I have a huge table with the following format.
| Timestamp | Site_ID | Connected_status |
| ------------------------ | ------ | ---------------- |
| 2022-05-14 00:00:00 UTC | 12345 | True |
| 2022-05-14 00:01:00 UTC | 12345 | True |
| 2022-05-14 00:02:00 UTC | 12345 | True |
| 2022-05-14 00:03:00 UTC | 12345 | True |
...a few 1000 more entries for the same site_id (12345)
| 2022-05-14 00:00:00 UTC | 32145 | True |
| 2022-05-14 00:01:00 UTC | 32145 | True |
| 2022-05-14 00:02:00 UTC | 32145 | True |
| 2022-05-14 00:03:00 UTC | 32145 | True |
| 2022-05-14 00:04:00 UTC | 32145 | False |
| 2022-05-14 00:05:00 UTC | 32145 | False |
...a few 1000 more entries for the same site_id (32145)
This table captures every minute is a certain site_ID is connected or not. As a result, this table has several million records in it. I want to pull out whether a site_ID recorded both True and False 'Connected_status'. Thus I want the output to look like this
| Site_ID | Connected_status_change |
| ------ | ----------------------- |
| 31245 | True |
...and all other Site_ids where the connected_status has changed
I understand that I need to somehow group by all the Site_Ids and then run some kind of a filter on connected_status but I'm unable to figure it out.

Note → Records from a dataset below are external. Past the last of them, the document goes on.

PR #4341, opened 2024-04-23
chore(notifications): make push msg optional

UncleSamtoshi:
- Make push optional for notifications

### DIFF
--- a/core/notifications/src/notification_event/mod.rs
+++ b/core/notifications/src/notification_event/mod.rs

CodePudding user response:
You can use 2 queries - the internal query will select all records with distinct - so you'll get only 1 record for true and 1 for false. than use external query to "count" the record group by the site_id, having the count column > 1
CodePudding user response:
SELECT Site_ID, COUNT(DISTINCT connected_status) AS CONNECTED_STATUS_CHANGE FROM yourtable GROUP BY Site_ID
This should return the number of distinct values of connected_status in the table, grouped by Site_ID. You can convert that to a boolean using IF THEN or CASE, etc. as you wish.